Opinion dataset with classes (Noise, objective, Positive, Negative, neutral sentiment, question, ads, miscellaneous)
Level 1: It has three classes NOISE, OBJECTIVE, SUBJECTIVE and these three classes are marked with 0,1,2 respectively.
Level 2: It divides the SUBJECTIVE class further into three categories: NEUTRAL, NEGATIVE, POSITIVE and these are marked with 0,1,2 respectively.
Level 3: It divides the NEUTRAL class further into Four categories: NEUTRAL SENTIMENTS, QUESTIONS, ADVERTISEMENTS, MISCELLANEOUS and these are marked with 0,1,2,3 respectively.

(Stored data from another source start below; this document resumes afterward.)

PR #1650, opened 2025-03-18
PORTALS-3420 - Add wrappers to improve testability

nickgros:
Refactor to create simple hook wrappers to get row selection Jotai atom values and the ReactQuery result for queryMetadata. This refactor improve testability by simplifying the process to create mocks. Without the wrappers, we would have to mock `useQuery` or `useAtomValue` and the mock implementation would have to add logic to handle the different atoms or query options.

With the wrapper, we can simply mock the wrapper without writing complex mock logic for external dependencies.

### DIFF
--- a/packages/synapse-react-client/src/components/CardContainer/CardContainer.tsx
+++ b/packages/synapse-react-client/src/components/CardContainer/CardContainer.tsx
@@ -1,3 +1,10 @@
+import { Box } from '@mui/material'
+import {
+  ColumnTypeEnum,
+  EntityHeader,
+  Row,
+  RowSet,
+} from '@sage-bionetworks/synapse-types'
 import { Suspense } from 'react'
 import useGetInfoFromIds from '../../utils/hooks/useGetInfoFromIds'
 import {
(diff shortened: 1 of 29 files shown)


packages/synapse-react-client/src/components/CardContainer/CardContainer.tsx
```diff
@@ -92,8 +92,7 @@ function CardContainerInternal(props: CardContainerProps) {
   } = props
   const { NoContentPlaceholder } = useQueryVisualizationContext()
   const queryContext = useQueryContext()
-  const { queryMetadataQueryOptions } = queryContext
-  const { data: queryMetadata } = useSuspenseQuery(queryMetadataQueryOptions)
+  const { data: queryMetadata } = useSuspenseGetQueryMetadata()
```
nickgros, line 95: in tests, we could then just mock `useSuspenseGetQueryMetadata` instead of either trying to mock react-query or creating a mock queryFn to pass to react-query.

packages/synapse-react-client/src/components/QueryWrapper/QueryWrapper.tsx
```diff
@@ -74,7 +74,7 @@ function QueryWrapperInternal(props: QueryWrapperProps) {
     fileVersionColumnName,
   } = props
 
-  const hasSelectedRows = useAtomValue(hasSelectedRowsAtom)
+  const hasSelectedRows = useHasSelectedRowsAtomValue()
```
nickgros, line 77: ditto for simplfying mocking -- instead of trying to mock `useAtomValue` or faking `hasSelectedRowsAtom`, we can just mock `useHasSelectedRowsAtomValue`

kianamcc:
I haven't heard of Jotai atoms before, but I'm interested in trying out this wrapper when I write tests that require useQuery especially!

kianamcc (approved):

PR #1655, opened 2025-03-20
PORTALS-3493

jay-hodgson:


jay-hodgson:
Do not encode '&' before error_description

apps/synapse-oauth-signin/src/mocks/handlers.ts
```diff
@@ -7,7 +7,10 @@ export function resetConsentedInMockService(newValue: boolean) {
   hasConsented = newValue
 }
 
-export const ACCESS_CODE_PROVIDED_BY_SERVER = 'someAccessCode'
+export const ACCESS_CODE_PROVIDED_BY_SERVER = 'some Access Code' //contains value that will be encoded in the redirect to test for double-encoding
```
jay-hodgson, line 10: In reality, I don't think the access codes have ever contained values that require encoding (which is why we have never seen the double-encoding bug in the wild), but I'd like to fix it anyway

apps/synapse-oauth-signin/src/URLUtils.tsx
```diff
@@ -15,22 +15,24 @@ export const handleErrorRedirect = (
...
+          error['error_description'],
+        )
+      }
+      let redirectUrl = `${redirectUri}?${redirectURLSearchParams.toString()}`
       const state = searchParams.get('state')
       if (state) {
-        redirectURLSearchParams.set('state', encodeURIComponent(state))
+        // SWC-7272 - append raw state to the end of the URL
+        // We do not use URLSearchParams for state because it encodes the value, and it should be passed untouched.
+        redirectUrl += `&state=${state}`
```
jay-hodgson, line 33: Same fix made for happy case in https://github.com/Sage-Bionetworks/synapse-web-monorepo/pull/1636/files

jay-hodgson:
only [merge-e2e-reports](https://github.com/Sage-Bionetworks/synapse-web-monorepo/actions/runs/13975926361/job/39130592063?pr=1655#logs) failed

PR #1657, opened 2025-03-21
PORTALS-3478

jay-hodgson:


jay-hodgson:
Screenshot 2025-03-21 at 11 18 25 AM

jay-hodgson:
Note that the search panel will not function properly until we enable FTS on the data table (which will also be changing based on Sigfried's work)

apps/synapse-portal-framework/src/components/standards/StandardsHeader.tsx
```diff
@@ -0,0 +1,121 @@
...
+    'Integration',
+    'Acquisition',
+    'File formats',
+    'Ontologies',
+    'Lab automation',
+  ]
+
+  const isFeatureEnabled = useGetFeatureFlag(
+    FeatureFlagEnum.PORTAL_SEARCH_HEADER,
+  )
```
nickgros, line 26: Is this feature flag check necessary for this portal?

apps/synapse-portal-framework/src/components/standards/StandardsHeader.tsx
```diff
@@ -0,0 +1,121 @@
...
+            searchExampleTerms={searchExampleTerms}
+            searchPlaceholder={searchPlaceholder}
+            callback={searchString => {
+              const filter: TextMatchesQueryFilter = {
+                concreteType:
+                  'org.sagebionetworks.repo.model.table.TextMatchesQueryFilter',
+                searchExpression: searchString,
+              }
+              const query: Query = {
+                sql: 'select * from syn64960277',
```
nickgros, line 99: Add to resources.ts (or add a TODO if you're waiting on Sigfried to add it)

```suggestion
                sql: 'select * from syn64960277',
```

apps/synapse-portal-framework/src/components/HeaderSearchBox.tsx
```diff
@@ -42,17 +45,19 @@ const HeaderSearchBox = ({
...
-
     if (path) {
+      setSearchParams(prev => {
+        prev.set(FTS_SEARCH_TERM, trimmedTerm)
+        if (role) {
+          prev.set(FTS_SEARCH_ROLE, role)
+        }
+        return prev
+      })
       window.location.pathname = `${path}`
```
nickgros, line 56: I must have missed this in a previous code review, could you update this to use a react-router hook instead of updating `window` (or create a ticket to follow-up)?

apps/synapse-portal-framework/src/components/PortalSearch/PortalFullTextSearchField.tsx
```diff
@@ -42,17 +44,19 @@ export function PortalFullTextSearchField({
...
-
           if (path) {
+            setSearchParams(prev => {
+              prev.set(FTS_SEARCH_TERM, trimmedInput)
+              if (role) {
+                prev.set(FTS_SEARCH_ROLE, role)
+              }
+              return prev
+            })
             window.location.pathname = `${path}`
```
nickgros, line 55: ditto for this change to `window`

nickgros (approved):

apps/synapse-portal-framework/src/components/standards/StandardsHeader.tsx
jay-hodgson: Probably not!

apps/synapse-portal-framework/src/components/standards/StandardsHeader.tsx
jay-hodgson: Can I reference the portal resources.ts from the synapse-portal-framework component?

jay-hodgson: I'll just add a prop to the component and set it in the standards portal config (maybe this is what you were suggesting)

apps/synapse-portal-framework/src/components/HeaderSearchBox.tsx
```diff
@@ -40,20 +40,21 @@ const HeaderSearchBox = ({
   roles,
 }: HeaderSearchBoxProps) => {
   const [role, setRole] = useState('')
-  const [, setSearchParams] = useSearchParams()
   const theme = useTheme()
+  const navigate = useNavigate()
```
jay-hodgson, line 44: Using navigate to change the route, and set the search params

PR #3077, opened 2026-08-10
Fix broken lockfile and `pnpm dedupe`

nickgros:
Broke the lockfile merging #3069, this should fix it


pnpm-workspace.yaml
```diff
@@ -1,10 +1,10 @@
 packages:
```
nickgros, line 1: lines were re-ordered automatically by pnpm,  no changes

A post which is in QUESTIONS class will have Level 1 marking - 2
Level 2 marking - 0
Level 3 marking - 1
A post which is in OBJECTIVE class will have Level 1 marking - 1
Level 2 marking -[Blank]
Level 3 marking -[Blank]
A post which is in NEGATIVE class will have Level 1 marking - 2
Level 2 marking - 1
Level 3 marking - [Blank]
For Reddit:
Queries - Approx 1K
Comments - Approx 26K
Marked as relevant and not relevant.
Here every Qs is given with respective comments and relevant score/likes.
The column "Relevant" contains binary labels -- relevant or not
For YouTube:
Two sub-tasks built from cryptocurrency YouTube transcripts.
Question Answering (Q&A): answer a question using its source transcript.
Multiple-Choice (MCQ): select the correct option (1 of 4) for a question.
Each sub-task is split into train / validation / test (1000 / 250 / 500).
Detailed file formats and fields will be provided with the data.